The Green Grass of Home
Twenty-nine years ago, at the age of twenty-one, I got married and moved from New Jersey to Florida the next day. It was an exciting time of planning and dreaming. For months before the wedding and move, visions of palm trees and sunny skies danced in my head as I stared daydreaming out the window of Newark Airport where I worked. We were going to get away from all of "this." New, and beautiful places, new faces, and a happily ever after in paradise. A friend of mine came to say goodbye to me the day I was leaving. She started crying, and I couldn't imagine why. I spent the next six-plus years crying and complaining about the heat, the tourists, and the old people -- while greatly missing family, friends, familiar places, and the four seasons.

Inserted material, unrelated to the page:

PR #6581, opened 2026-05-12
[BUG FIX] [MER-5615] Adjust same lineage remix error messages

andersweinstein:
This PR adjusts the error messages shown for same lineage remix errors in response to review by QA & designer. Main message is now:  `This content can't be added here because content from the same lineage already exists. Choose a different source project, then try again.`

After the birth of our first daughter, we finally broke out of the routine of life to move back up north. Once again the daydreaming started as I watched that Newhart show based in Vermont. Aaaaah -- back to the snow, the seasons, the mountains, and the trees. Real dirt and rocks! It was all going to be so wonderful -- like the show. Don't laugh, but my husband even took a job transfer to Vermont. It was a town called St. Johnsbury -- all the way at the top of Vermont near the Canadian border. We packed up to leave, and as before, family and friends came teary-eyed to say goodbye. Adios -- it's been real -- we're outa here.
So the trek began from the south of the country to the very north. My husband drove a rented trailer with all of our belongings, and I drove our vehicle with our most precious belonging (our daughter). We smiled and dreamed and drove. And drove, and drove, and drove. After a while, it started to seem quite far -- too far. My smile disappeared somewhere around Connecticut, but we kept driving. At some point in Vermont, the radio stations pretty much disappeared, and there was one religious station. Then, in the middle of the night, an old black station wagon with white skulls painted on it drove past me. Where the hell was I??!
When we finally arrived in St. Johnsbury, it was about 2:00 a.m. The motel we had reserved left the key out for us, and we proceeded to our very simple (okay it was gross) room. The next morning we drove around to check out the town. It was early October. It was already cold, and there was no sign that there had ever been life on the trees. There was one grocery store, and half of the people in it (that would be about 6) spoke French. Forget this. I wasn't going to spend another six years in misery. I told my husband that he could stay if he wanted, but that I was heading back to New Jersey with our daughter. The poor guy didn't have a choice. He told the hiring manager that we weren't staying, and we left -- now homeless and jobless -- for New Jersey. Thank God my husband was able to get a position with his company in New Jersey. We lived there for a year while we searched for a home in Pennsylvania. We've been in PA ever since.
All that experience didn't stop us from daydreaming again when we were in Bermuda last week. Crystal-clear waters, sunny skies, pink houses, fresh fish daily, and mopeds! Wouldn't life be grand? One day while we were enjoying ice cream at a local parlor, a native Bermudian named Eleanor approached us. "Do you love our island? It's beautiful isn't it? I was born here. The people are wonderful." We agreed, and the conversation continued to the shopping - which led to the high cost of living -- which led to discussion of Costa Rica -- where Eleanor and her husband hope to live someday.
She said: "Pineapples there are only 50 cents apiece. They are $7.00 here. And we can purchase land in Costa Rica for only $35,000.00. We are going to retire there soon." Before long she was explaining that all of the shops on the island close at 5:00pm. "There's nothing to do here in the evening." She continued: "If you want to leave, you have to take a plane somewhere. It's quite monotonous sometimes." By the end of the conversation, my husband and I couldn't wait to get the hell off of that island!
We're funny creatures, we humans. We're always searching. We think: "There's got to be something better than this. Life will be great when . . . " It's the old "the grass is greener on the other side" syndrome. The truth is that we're seeking happiness externally that can only be found internally. And the ultimate happiness that we seek -- be it person, place, or thing -- is not going to be found anywhere on this earth. No amount of sunshine is going to fill that spot of darkness that always seems to loom. You see, there is no person who can truly complete us. There is no place that will make us feel as if we are truly where we belong. And there is no thing that is going to fill that emptiness -- that longing. There is a hole in our souls that is, as they say, God-sized. St. Augustine said it best: "Our hearts are restless, O Lord, until they rest in you." Until we reach our final destination, my experience has taught me that every place is different. No place is perfect. And there's no place like home.